Parker believes that it would be relatively easy and inexpensive to target the pesticides used by particular ethnic groups and to make translated information available at the point of sale.

After carefully winning the confidence of growers, she and Suriyabanadara concluded that: “The biggest problem was that no farmer believed that there was a problem to be investigated.” Some thought chemicals were “medicine” for “sick” plants. Instead of pesticide dangers, growers wanted to discuss “survival issues” such as visits by the “tax man”, problems in leasing land, the cost of production, marketing, crop losses, access to technical information and its reliability and social security allowances.

Few of the Indochinese growers had previous experience in market gardening. Previous occupations included fisherman, soldier, teacher, ranger, rice farmer, sugarcane farmer, mechanic and restaurant worker.

Many were refugees whose lack of English condemned them to arduous factory jobs where they were exposed to racist abuse. Many had gone into farming “to be their own boss” and to avoid unemployment. Their ability to socialise and to learn English was hindered by the extremely long hours they worked. They rarely hired workers, relying instead on the labour of family members, children included.

In 1995, Parker sent a paper to the state Ethnic Affairs Commission, leading to the establishment of a government task force. It found that growers were unable to read the English-only labels and safety instructions on chemicals. It also discovered that more than half the growers from non-English speaking backgrounds reported feeling ill after using chemicals, yet only one-third had a blood test.

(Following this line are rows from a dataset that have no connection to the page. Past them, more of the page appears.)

PR #516, opened 2018-04-13
Bundle sccache binaries

alexeykuzmin:


alexeykuzmin:
> FIXME: Try to run bundled sccache

`sccache --version` works fine on Windows and Linux, Mac TBD.

MarshallOfSound:
@alexeykuzmin Where did the prebuilt's come from, they need to come from my hashing branch if we want the hashing to work across machines 🤔

alexeykuzmin:
@MarshallOfSound 
https://github.com/mozilla/sccache/releases/tag/0.2.6

alexeykuzmin:
> if we want the hashing to work across machines

Honestly I don't even understand what you're talking about )

alexeykuzmin:
> Mac fails with `dyld: Library not loaded: /usr/local/opt/openssl@1.1/lib/libssl.1.1.dylib` error

Everything's ok now. `sccache` statically linked with the `openssl` works well.

alexeykuzmin:
@alespergl it's 25MB of binaries combined.
I probably could make them entirely optional: like put them in an external storage, add a script to fetch them when they're needed and os on, but it would be too complicated.

I totally understand your concern though. If we continue to add more stuff in the repo, eventually it will become huge and slow, and we definitely don't want it to happen.

PR #521, opened 2018-04-17
Update run_tests script to run only specified test targets

nitsakh:
This will enable us to run only desired test targets.
Allows to include specified targets, or exclude.


alexeykuzmin:
Didn't understand the implementation but like the interface =) Approved.

PR #522, opened 2018-04-17
Use sccache to speed up builds

jkleinsc:
This PR updates our CI to use sccache in order to speed up builds.  
cc #516


jkleinsc:
It appears that our current S3 configuration isn't working due to this issue:
https://github.com/mozilla/sccache/issues/225

Here is an example build where it missed 100% of a warmed cache:
https://circleci.com/gh/electron/libchromiumcontent/6146

MarshallOfSound:
@jkleinsc There is a way around this, pinging you in Slack 👍

.circleci/config.yml
```diff
@@ -14,13 +14,19 @@ jobs:
           command: script/bootstrap
       - run:
           name: Update
-          command: script/update --clean -t $TARGET_ARCH
+          command: script/update --clean -t $TARGET_ARCH --use-bundled-sccache
+      - run:
+          name: Check sccache stats before build
+          command: tools/sccache/0.2.6/linux/sccache -s
```
alexeykuzmin: Maybe we can add a wrapper script to run bundled `sccache`? Like `script/sccache` that would run bundled `sccache` for current platform?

It is now three years since the task force concluded, but there is still no reliable data on the health status of the growers and no adverse incident reporting scheme. “It appears likely that acute poisonings possibly due to pesticide exposure are not recorded as such,” Parker and Suriyabanadara concluded last year.

The government has proposed a new regulation under the Pesticides Act requiring all farmers to keep chemical spray records for three years. Parker believes that without assistance the market gardeners will be unable to comply.

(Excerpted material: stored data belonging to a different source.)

PR #526, opened 2018-04-19
Fix PR builds for Mac

jkleinsc:
Visual Studio Team Services builds PRs by merging the commit(s) into the target branch and then building that.  Unfortunately this ends up putting PR builds in the wrong location on S3 as well as it produces issues for WIP PRs such as our Chromium upgrades.

This PR will do the following:
1. If the build is not a PR build, it will build the commit.
2. If the build is a PR build, but for a fork, it will build against the result of merging the commit(s) into the target branch.
3. If the build is a PR build from a branch in this repo, it will build the original commit instead of the merge.

### DIFF
--- a/vsts.yml
+++ b/vsts.yml
@@ -27,7 +27,20 @@ phases:
 
   steps:
   - bash: |
-     echo "##vso[task.setvariable variable=gitcommit]$BUILD_SOURCEVERSION"
+     if [[ -z "${SYSTEM_PULLREQUEST_PULLREQUESTNUMBER}" ]] || "$SYSTEM_PULLREQUEST_ISFORK" == "True"; then
+       echo "##vso[task.setvariable variable=gitcommit]$BUILD_SOURCEVERSION"
+     else
+       tmp="${BUILD_SOURCEVERSIONMESSAGE/#Merge/}"
+       PR_COMMIT_ID="${tmp%%into*}"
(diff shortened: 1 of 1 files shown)


vsts.yml
```diff
@@ -27,7 +27,20 @@ phases:
 
   steps:
   - bash: |
-     echo "##vso[task.setvariable variable=gitcommit]$BUILD_SOURCEVERSION"
+     if [[ -z "${SYSTEM_PULLREQUEST_PULLREQUESTNUMBER}" ]] || "$SYSTEM_PULLREQUEST_ISFORK" == "True"; then
```
ckerr: Does the second clause here also need test brackets? e.g. 

`... || [ "${SYSTEM_PULLREQUEST_ISFORK}" == "True" ]; then`

vsts.yml
```diff
@@ -27,7 +27,20 @@ phases:
...
+       echo "##vso[task.setvariable variable=gitcommit]$BUILD_SOURCEVERSION"
+     else
+       tmp="${BUILD_SOURCEVERSIONMESSAGE/#Merge/}"
```
ckerr: TIL `${var/#Pattern/Replacement}`

vsts.yml
jkleinsc: They technically aren't needed for either one, though I guess we should be consistent.

PR #527, opened 2018-04-20
Update disabled tests

nitsakh:
Create a config file which lists the test targets with disabled tests. `run_tests` script will use this yaml file to determine and add appropriate `gtest_filter` flags while running tests


alexeykuzmin:
@nitsakh Thank you!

Mark Oakwood from the Total Environment Centre has condemned the government’s cuts to the testing program. “To assume that food in NSW is free of harmful pesticide residues based on only 300 samples is laughable,” he said in a recent media release. “To make the situation even worse, there are many loopholes that escape the feeble survey attempts of government. The big supermarket chains do their own testing, but do not release the results, and small growers can sell their produce direct to local growers, without any testing whatsoever”.

Some of the pesticides are known to have serious health effects. Organophoshate compounds can undermine the proper functioning of the nervous system, causing dizziness and sometimes convulsions that may lead to death. Carbamate exposure can reduce fertility and hemoglobin levels. Phenoxyl herbicides are believed to be responsible for delayed foetal development, mutations and cancer.

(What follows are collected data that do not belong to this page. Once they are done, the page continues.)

Issue #65, opened 2018-11-09
[feature request] Phase shifting module


jsturdy:
## Brief summary of issue
To remove the phase shifting from the `cmsgemos` implementation, and away from a script living on the CTP7, this should be incorporated into a module (until it is fully implemented in the FW)

### Types of issue
- [x] Feature request (request for change which adds functionality)

## Possible Solution (for bugs)
Look at (`python`):
https://github.com/jsturdy/GEM_AMC/blob/fe3780048191b6a23ef04d1d430d3b53c5e8e8b8/scripts/test_phase_shifting.py#L99-L451 

for the current incarnation (and associated helper functions), which *should* be functionally identical to the `c++` implementation done here (with `uhal`):
https://github.com/jsturdy/cmsgemos/blob/1e8e6a90181eb7c4b4bf4cf495fa4f3437b81d4f/gemhardware/src/common/HwGenericAMC.cc#L549-L1019

bdorney:
I'll take this one on.  This is a purely AMC function correct?

jsturdy:
> This is a purely AMC function correct?

Yes, N.B., it **only** works with V2 FW (unless @evka85 has ported the updated TTC module to the V3)

bdorney:
Addressed by #69.

PR #69, opened 2018-11-13
New Feature: Phase Align Function

bdorney:
## Description

Addresses #65.  Migrated from `uhal` based methods in `cmsgemos`.

Provided local and nonlocal functions for `uhal` based equivalent functions in `cmsgemos`:

- `checkPllLock(...)`, and
- `ttcMMCMPhaseShift(...)`

The keys for the RPC request match input arguments.  No rpc response is returned by `ttcMMCMPhaseShift(...)` but for `checkPllLock(...)` the key `lockCnt` is inserted into the rpc response.

Note that `checkPllLock(...)` is provided for standalone functionality but `ttcMMCMPhaseShiftLocal(...)` calls `checkPllLockLocal(...)` preserving the functionality.  I am not sure if the uhal based `checkPllLock(...)` function is being used elsewhere in `cmsgemos` so I included a remote function just in case.

Also implemented the requested readback check in `ttcMMCMPhaseShiftLocal(...)`.  

Finally in the cases **where** exceptions **were** suggested in the comments I've set the `error` string in the RPC response.  The calling function from the DAQ machine should check for the presence of this key (e.g. `response->get_key_exists("error")`) and raise the appropriate exception or take the appropriate follow-up action.  Note that when the `"error"` key is set it definitely means the procedure *didn't* work or was not executed.

Not sure if additional keys should be inserted into the rpc response, e.g. in the case where `CMSGEMOS_WARN` logger was used one could thing that the `"warning"` key could be inserted into the rpc response but I'm not sure how `cmsgemos` is handling it...from the code snippet presented in #65 it seemed there was no exception being raised so if it's not necessary I'll just leave it as is.  

In all cases logging is now managed by logger in RPC land and will show up in the local/remote log file for the CTP7 (not the xdaq output which I suspect was previously being done). 

### Types of changes

## Motivation and Context

#65 

## How Has This Been Tested?

Not tested yet, would need `eagle34` in 904 to have a "good linux image" or would need some time during interfill period to try to test on `eagle61` in P5. @jsturdy 

## Checklist:

### DIFF
--- a/include/amc.h
+++ b/include/amc.h
@@ -11,20 +11,20 @@
 #include "utils.h"
 #include <unistd.h>
 
-/*! \fn uint32_t checkPllLockLocal(localArgs * la, uint32_t readAttempts)
+/*! \fn uint32_t checkPLLLockLocal(localArgs * la, uint32_t readAttempts)
  *  \brief Resets the PLL and checks if it relocks
  *  \param la Local arguments structure
  *  \param readAttempts Specifies the number of times to reset the PLL and check for a relock
  *  \return Returns the number of times the PLL relocked
  */
-uint32_t checkPllLockLocal(localArgs * la, int readAttempts);
+uint32_t checkPLLLockLocal(localArgs * la, int readAttempts);
 
-/*! \fn void checkPllLock(const RPCMsg *request, RPCMsg *response)
+/*! \fn void checkPLLLock(const RPCMsg *request, RPCMsg *response)
  *  \brief Resets the PLL and checks if it relocks, see local method for details
  *  \param request RPC request message
  *  \param response RPC response message
  */
-void checkPllLock(const RPCMsg *request, RPCMsg *response);
+void checkPLLLock(const RPCMsg *request, RPCMsg *response);
 
 /*! \fn unsigned int fw_version_check(const char* caller_name, localArgs *la)
  *  \brief Returns AMC FW version
--- a/include/amc.h
+++ b/include/amc.h
@@ -11,6 +11,21 @@
 #include "utils.h"
 #include <unistd.h>
 
+/*! \fn uint32_t checkPllLockLocal(localArgs * la, uint32_t readAttempts)
+ *  \brief Resets the PLL and checks if it relocks
+ *  \param la Local arguments structure
+ *  \param readAttempts Specifies the number of times to reset the PLL and check for a relock
+ *  \return Returns the number of times the PLL relocked
+ */
+uint32_t checkPllLockLocal(localArgs * la, int readAttempts);
+
+/*! \fn void checkPllLock(const RPCMsg *request, RPCMsg *response)
+ *  \brief Resets the PLL and checks if it relocks, see local method for details
+ *  \param request RPC request message
+ *  \param response RPC response message
+ */
+void checkPllLock(const RPCMsg *request, RPCMsg *response);
+
 /*! \fn unsigned int fw_version_check(const char* caller_name, localArgs *la)
  *  \brief Returns AMC FW version
  *  in case FW version is not 1.X or 3.X sets an error string in response
@@ -56,11 +71,29 @@ void getOHVFATMaskMultiLink(const RPCMsg *request, RPCMsg *response);
  */
 std::vector<uint32_t> sbitReadOutLocal(localArgs *la, uint32_t ohN, uint32_t acquireTime, bool *maxNetworkSizeReached);
 
-/*! \fn sbitReadOut(const RPCMsg *request, RPCMsg *response)
+/*! \fn void sbitReadOut(const RPCMsg *request, RPCMsg *response)
  *  \brief readout sbits using the SBIT Monitor.  See the local callable methods documentation for details.
  *  \param request RPC response message
  *  \param response RPC response message
  */
 void sbitReadOut(const RPCMsg *request, RPCMsg *response);
+
+/*! \fn void ttcMMCMPhaseShiftLocal(localArgs *la, bool shiftOutOfLockFirst, bool useBC0Locked, bool doScan)
+ *  \brief Performs the locking procedure performs up to 3840 shifts (full width of one good + bad region).
+ *  \details If shiftOutOfLockFirst is true, then the procedure will first shift into a bad region (not an edge), find the next good lock status, shift halfway through the region.  1920 for BC0_LOCKED, 1000 for PLL_LOCKED.
+ *  \details If shiftOutOfLockFirst is false, then the procedure will find X consecutive "good" locks for X = 200 (50) for BC0_LOCKED (PLL_LOCKED).  It will then reverse direction and shift backwards halfway.  If a bad lock is encountered it will reset and try again.  Otherwise it will take the phase at the back half point
+ *  \param la Local arguments structure
+ *  \param shiftOutOfLockFirst controls whether the procedure will force a relock
+ *  \useBC0Locked controls whether the procedure will use the BC0_LOCKED or the PLL_LOCKED register.  Note for GEM_AMC FW > 1.13.0 BC0_LOCKED doesn't work.
+ *  \param doScan tells the procedure to run through the full possibility of phases several times, and just logs the place where it found a lock
+ */
+void ttcMMCMPhaseShiftLocal(localArgs *la, bool shiftOutOfLockFirst, bool useBC0Locked, bool doScan);
+
+/*! \fn void ttcMMCMPhaseShift(const RPCMsg *request, RPCMsg *response)
+ *  \brief phase alignment algorithm for ttc phase on uTCA backplane.  See the local callable methods documentation for details.
+ *  \param request RPC response message
+ *  \param response RPC response message
+ */
+void ttcMMCMPhaseShift(const RPCMsg *request, RPCMsg *response);
 
 #endif
--- a/src/amc.cpp
+++ b/src/amc.cpp
@@ -267,18 +267,18 @@ void ttcMMCMPhaseShiftLocal(localArgs *la, bool shiftOutOfLockFirst, bool useBC0
     std::string strTTCCtrlBaseNode = "GEM_AMC.TTC.CTRL.";
     std::vector<std::pair<std::string, uint32_t> > vec_ttcCtrlRegs;
 
-    vec_ttcCtrlRegs["DISABLE_PHASE_ALIGNMENT"]       = 0x1;
-    vec_ttcCtrlRegs["PA_DISABLE_GTH_PHASE_TRACKING"] = 0x1;
-    vec_ttcCtrlRegs["PA_MANUAL_OVERRIDE"]            = 0x1;
-    vec_ttcCtrlRegs["PA_MANUAL_SHIFT_DIR"]           = 0x1;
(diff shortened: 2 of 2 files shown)


include/amc.h
```diff
@@ -11,6 +11,21 @@
 #include "utils.h"
 #include <unistd.h>
 
+/*! \fn uint32_t checkPllLockLocal(localArgs * la, uint32_t readAttempts)
+ *  \brief Resets the PLL and checks if it relocks
+ *  \param la Local arguments structure
+ *  \param readAttempts Specifies the number of times to reset the PLL and check for a relock
+ *  \return Returns the number of times the PLL relocked
+ */
+uint32_t checkPllLockLocal(localArgs * la, int readAttempts);
```
jsturdy: Don't know if this was a direct copy (and in `cmsgemos` it might have been a direct copy from @evka85's original script), but I strongly prefer capitalization that correlates with actuality, e.g., `Pll` -> `PLL`, `Ttc` -> `TTC` (it's already done for `MMCM`, so this is more of a consistency request).
If these types of indicators occur in the middle of variables/function names, they should be all caps, if they are at the beginning, then they should be all lower case.

src/amc.cpp
```diff
@@ -222,6 +258,512 @@ void sbitReadOut(const RPCMsg *request, RPCMsg *response){
     return;
 } //End sbitReadOut()
 
+void ttcMMCMPhaseShiftLocal(localArgs *la, bool shiftOutOfLockFirst, bool useBC0Locked, bool doScan){
+    const int PLL_LOCK_READ_ATTEMPTS  = 10;
+
+    LOGGER->log_message(LogManager::INFO,"starting phase shifting procedure");
+
+    std::string strTtcCtrlBaseNode = "GEM_AMC.TTC.CTRL.";
+    std::unordered_map<std::string, uint32_t> map_ttcCtrlRegs;
```
jsturdy: If `unordered` means that things don't happen in a given order, this is not the intention, the sequence of `write`s  should be understood to be as given

bdorney: Got it; I'll update...for sure this won't preserve the sequence illustrated.

include/amc.h
bdorney: I was following camel case; I'll update.

src/amc.cpp
bdorney: It's now changed to a `std::vector<std::pair<std::string, uint32_t> >` object.  This will preserve the ordering.

src/amc.cpp
```diff
@@ -222,6 +259,512 @@ void sbitReadOut(const RPCMsg *request, RPCMsg *response){
...
+        if (reversingForLock){
+            totalShiftCount -= 1;
+        }
+        else{
+            totalShiftCount += 1;
+        }
+    }
+
+    if (bestLockFound) {
+        writeReg(la,"GEM_AMC.TTC.CTRL.MMCM_RESET", 0x1);
```
jsturdy, line 733: This was a bug in the `cmsgemos` implementation, it should be a `MODULE_RESET`

src/amc.cpp
```diff
@@ -222,6 +259,512 @@ void sbitReadOut(const RPCMsg *request, RPCMsg *response){
...
+    vec_ttcCtrlRegs.push_back(std::make_pair("PA_DISABLE_GTH_PHASE_TRACKING" , 0x1));
+    vec_ttcCtrlRegs.push_back(std::make_pair("PA_MANUAL_OVERRIDE"            , 0x1));
+    vec_ttcCtrlRegs.push_back(std::make_pair("PA_MANUAL_SHIFT_DIR"           , 0x1));
+    vec_ttcCtrlRegs.push_back(std::make_pair("PA_GTH_MANUAL_OVERRIDE"        , 0x1));
+    vec_ttcCtrlRegs.push_back(std::make_pair("PA_GTH_MANUAL_SHIFT_DIR"       , 0x0));
+    vec_ttcCtrlRegs.push_back(std::make_pair("PA_GTH_MANUAL_SHIFT_STEP"      , 0x1));
+    vec_ttcCtrlRegs.push_back(std::make_pair("PA_GTH_MANUAL_SEL_OVERRIDE"    , 0x1));
+    vec_ttcCtrlRegs.push_back(std::make_pair("PA_GTH_MANUAL_COMBINED"        , 0x1));
+    vec_ttcCtrlRegs.push_back(std::make_pair("GTH_TXDLYBYPASS"               , 0x1));
+    vec_ttcCtrlRegs.push_back(std::make_pair("PA_MANUAL_PLL_RESET"           , 0x1));
```
jsturdy, line 280: These resets are strobed, so they shouldn't be read back (the readback below could probably be optional altogether)

src/amc.cpp
```diff
@@ -222,6 +259,512 @@ void sbitReadOut(const RPCMsg *request, RPCMsg *response){
...
+    vec_ttcCtrlRegs.push_back(std::make_pair("CNT_RESET"                     , 0x1));
+
+    // write & readback of aforementioned registers
+    uint32_t readback;
+    for(auto ttcRegIter = vec_ttcCtrlRegs.begin(); ttcRegIter != vec_ttcCtrlRegs.end(); ++ttcRegIter){
```
jsturdy, line 285: Can simplify this block a bit with range based `for` loop syntax, e.g.,
```c++
for (auto &ttcRegIter: vec_ttcCtrlRegs) {
  writeReg(la, strTTCCtrlBaseNode + ttcRegIter.first, ttcRegIter.second);
  std::this_thread::sleep_for(std::chrono::microseconds(250));
  if ((ttcRegIter.first).rfind("RESET") != std::string::npos)
    continue;
...
}
```

src/amc.cpp
```diff
@@ -222,6 +259,512 @@ void sbitReadOut(const RPCMsg *request, RPCMsg *response){
...
+                             false, false, false, false, true, false, false,
+                             false, false, false, true, false, false};
+
+    int nGoodLocks       = 0;
+    int nShiftsSinceLock = 0;
+    int nBadLocks        = 0;
+    int totalShiftCount  = 0;
+
+    for (int i = 0; i < maxShift; ++i) {
+        writeReg(la, strTTCCtrlBaseNode + "CNT_RESET", 0x1);
```
jsturdy, line 347: This should also be removed (was an artifact in the `cmsgemos` implementation from an older version, it has some unintended consequences in the logic)

src/amc.cpp
```diff
@@ -222,6 +259,512 @@ void sbitReadOut(const RPCMsg *request, RPCMsg *response){
...
+        writeReg(la, strTTCCtrlBaseNode + "PA_GTH_MANUAL_SHIFT_EN", 0x1);
+
+        if (!reversingForLock && (gthShiftCnt == 39)) {
```
jsturdy, line 350: before this block (right after the current L348) should have the following (again, wasn't in the `cmsgemos` version, but was in the `python` version
```c++
uint32_t tmpGthShiftCnt  = readReg(la,"GEM_AMC.TTC.STATUS.CLK.PA_MANUAL_GTH_SHIFT_CNT");
uint32_t tmpMmcmShiftCnt = readReg(la,"GEM_AMC.TTC.STATUS.CLK.PA_MANUAL_SHIFT_CNT");

bool mmcmShiftRequired = false;
if (reversingForLock)
  mmcmShiftRequired = mmcmShiftTable[gthShiftCnt];
else
  mmcmShiftRequired = mmcmShiftTable[gthShiftCnt+1];
```

src/amc.cpp
```diff
@@ -222,6 +259,512 @@ void sbitReadOut(const RPCMsg *request, RPCMsg *response){
...
+                    " match the expected value."
+                    " Expected shift cnt = " + std::to_string(gthShiftCnt) +
+                    ", ctp7 returned "       + std::to_string(tmpGthShiftCnt));
+
+            writeReg(la, "GEM_AMC.TTC.CTRL.PA_GTH_MANUAL_SHIFT_EN", 0x1);
+            tmpGthShiftCnt = readReg(la,"GEM_AMC.TTC.STATUS.CLK.PA_MANUAL_GTH_SHIFT_CNT");
+            //FIX ME should this continue indefinitely...?
+        }
+
+        if (mmcmShiftTable[gthShiftCnt+1]) {
```
jsturdy, line 382: With the change suggested at L350, this would become:
```c++
if (mmcmShiftRequired) {
```

src/amc.cpp
```diff
@@ -222,6 +259,512 @@ void sbitReadOut(const RPCMsg *request, RPCMsg *response){
...
+            }
+            else {
+                if (reversingForLock) {
+                    mmcmShiftCnt -= 1;
+                } else {
+                    mmcmShiftCnt += 1;
+                }
+            }
+
+            tmpMmcmShiftCnt = readReg(la,"TTC.STATUS.CLK.PA_MANUAL_SHIFT_CNT");
```
jsturdy, line 397: This (and a couple of other places) are missing the `GEM_AMC` base

jsturdy:
Currently, even with the changes mentioned thus far, the procedure is working for a while, and then getting stuck in a funky state (seems it finds 1 good lock, and then just gets "bad" lock status for 1000 straight shifts).  The `python` CTP7 local version is working, so I hope tracking down the logic difference is the reason (so far, a line-by-line comparison hasn't yielded any fruit...)

src/amc.cpp
```diff
@@ -222,6 +259,512 @@ void sbitReadOut(const RPCMsg *request, RPCMsg *response){
...
+                    if (nBadLocks > 500) {
+                      firstUnlockFound = true;
+                      LOGGER->log_message(LogManager::DEBUG,
+                              "500 unlocks found after " + std::to_string(i+1) + " shifts:"
+                              " bad locks "              + std::to_string(nBadLocks) +
+                              ", good locks "            + std::to_string(nGoodLocks) +
+                              ", mmcm phase count = "    + std::to_string(phase) +
+                              ", mmcm phase ns = "       + std::to_string(phaseNs) + "ns");
+                    }
+                    else {
```
jsturdy, line 552: Found it (another bug in the `cmsgemos` implementation, but not in the `python` version)!
This `else` block (L552 up to L592/3) belongs to `if (shiftOutOfLockFirst)`.
After closing it, the `if (!firstUnlockFound)` should be closed on L594 leading into the `else { // shift to first good PLL locked`

jsturdy (changes requested):
I'll create a PR to your branch with all the things I modified, this latest one is the biggest, the rest were little things here and there (and some formatting/whitespace as I was tracking backwards to the source of the issue)
If you don't have time/don't feel like merging that PR in, let me know, and I'll supersede this PR instead

bdorney:
@jsturdy I merged your PR into my repo...is any new testing required or where the commits you pushed to my repo sufficient (and tested)?

jsturdy (dismissed):
I don't think there was anything else outstanding, but I didn't rigorously test it

jsturdy:
Though, if you could `rebase` off of `cms-gem-daq-project/develop`, I think that would be better than pressing the "Update branch" button

bdorney:
> Though, if you could `rebase` off of `cms-gem-daq-project/develop`, I think that would be better than pressing the "Update branch" button

Rebased.

jsturdy (approved):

Since the media highlighted the plight of the market gardeners in April, the government has been at pains to assure consumers that remedial action will be taken. The NSW Environmental Trust has awarded Parker a $250,000 grant to develop an integrated pest management strategy for farmers. An education and training program for growers is to be implemented over five years. Various working groups have been set up.

However, none of this will alleviate the financial pressures on growers. Moreover, the state government appears loathe to cut across the substantial profit interests of the companies involved. In 2000, the top seven corporations producing agricultural chemicals—Syngenta, Monsanto, Aventis, DuPont, Dow, Bayer and BASF—accounted for sales of $US22.7 billion worldwide.